(Collected data)

PR #3237, opened 2026-07-26
feat(ci): workflow_dispatch red-path proof for verdict-liveness (#37, #41)

Balizero1987:
## Summary

- Team-lead's own re-execution proof (real shipped bash against real API data, walked across the job's real `*/15 * * * *` cron grid) already verified the arithmetic for #37/#41 — `should_alert=true` correctly, four times 60min apart across a real ~4h20m stale window. That proof stopped at the formatted string; it could not prove the WIRING — that the job actually runs under GitHub Actions, that the Telegram step actually executes, that secrets resolve.
- Adds `workflow_dispatch` with a `force_test_alert` boolean input (default `false`) to `main-push-failure-watch.yml`, closing that gap without touching production behavior:
  - Widens `verdict-liveness`'s job-level `if:` to also run on manual dispatch.
  - The input overrides ONLY the final `should_alert` decision, computed on real current data — it never touches `THRESHOLD_MINUTES` or any escalation arithmetic (that stays exactly what ships to schedule/push). No committed lowered constant, so the escape hatch cannot become the live setting.
  - Default `false` means an ordinary/unparameterized manual dispatch changes nothing.
  - Every forced send is `[TEST — manual workflow_dispatch red-path proof, NOT a real alert]`-prefixed so it can never be mistaken for a real alert in the chat history.

## Note

While building this, #23's alert-proof and #41's staleness-arithmetic proof were separately closed on other evidence (a genuine live firing already on tape, and a re-execution across the job's real cron grid — see task tracker). This PR ships anyway because it's a real, permanent, safe manual-validation capability for this job going forward, not a one-off proof artifact.

## Verification

- `scripts/verify_main_watch_schedule_scope.py` extended to 33 scenarios: 4 new guilt/innocence cases for the override (`test_mode_forces_alert`), 1 new `liveness_job_runs` case for `workflow_dispatch`, and 3 new `self_check()` surfaces (declared default, override substring, `[TEST]` prefix substring) — each guilt-proved via mutation+restore before shipping.
- Fixed in passing: `self_check()`'s YAML load used `data.get("on")`, always `None` — PyYAML's default (YAML 1.1) resolver coerces the bare `on:` key to the boolean `True`. Confirmed empirically. Fixed via `data.get(True) or data.get("on")`.
- `actionlint` clean.

## Test plan

- [x] `python3 scripts/verify_main_watch_schedule_scope.py` — 33/33 PASS, including live `self_check()` against the actual YAML
- [x] Guilt-proved 3 new self_check surfaces via mutation+restore (byte-identical diff confirmed after restore)
- [x] `actionlint .github/workflows/main-push-failure-watch.yml` — clean


Balizero1987:

`diff_sha=283daa17ec32293b` · 1166 lines · diff_complete=True

- ⚠️ **codex** → `yellow` — No hard-rule or P0 violation is present, but the new monitoring path can produce false alarms and silently miss Telegram delivery failures. These three reliability issues should be fixed before merge.
    - 🟠 P1: .github/workflows/main-push-failure-watch.yml:347 — selecting the last verdict by updated_at can regress the verified SHA when an older scheduled run finishes after a newer push run, causing false staleness alerts; select the newest verified commit in main ancestry instead
    - 🟠 P1: .github/workflows/main-push-failure-watch.yml:260 — schedule-triggered failures are now included, but the alert text still says "main push failing", mislabeling scheduled failures
    - 🟠 P1: .github/workflows/main-push-failure-watch.yml:473 — Telegram delivery uses curl without --fail/--fail-with-body, so HTTP 4xx/5xx responses leave the liveness job green even though no alert was delivered
- ✅ **claude-opus** → `green` — Cambiamento puramente CI/workflow (GitHub Actions + script di verifica Python): nessuna hard-rule toccata — niente ANTHROPIC_API_KEY/OPENAI_API_KEY, embedding, router, migration, dependencies.py o secret hardcoded. Logica dei due job (alert widening push-or-schedule, verdict-liveness escalation/quiet-period) coerente tra YAML e modello Python; concurrency e event-guard corretti e disgiunti. Unico rilievo: il verify script non risulta wired in CI.
    - 🟠 P1: scripts/verify_main_watch_schedule_scope.py:1 — lo script è un drift-guard con `sys.exit(2)` su mismatch, ma dal diff non risulta agganciato a nessun job CI (nessun `.github/workflows/*` lo invoca). Un self-check che nessuno esegue automaticamente protegge da drift solo se lanciato a mano — wire in CI (es. watcher-conformance.yml) o è documentazione eseguibile, non enforcement.
)

---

* **Activity**
Lines after the one containing "on manual dispatch." are not part of the task. Output the entries exactly from their first line through that one.

* **Reply to the task**
PR #3237, opened 2026-07-26
feat(ci): workflow_dispatch red-path proof for verdict-liveness (#37, #41)

Balizero1987:
## Summary

- Team-lead's own re-execution proof (real shipped bash against real API data, walked across the job's real `*/15 * * * *` cron grid) already verified the arithmetic for #37/#41 — `should_alert=true` correctly, four times 60min apart across a real ~4h20m stale window. That proof stopped at the formatted string; it could not prove the WIRING — that the job actually runs under GitHub Actions, that the Telegram step actually executes, that secrets resolve.
- Adds `workflow_dispatch` with a `force_test_alert` boolean input (default `false`) to `main-push-failure-watch.yml`, closing that gap without touching production behavior:
  - Widens `verdict-liveness`'s job-level `if:` to also run on manual dispatch.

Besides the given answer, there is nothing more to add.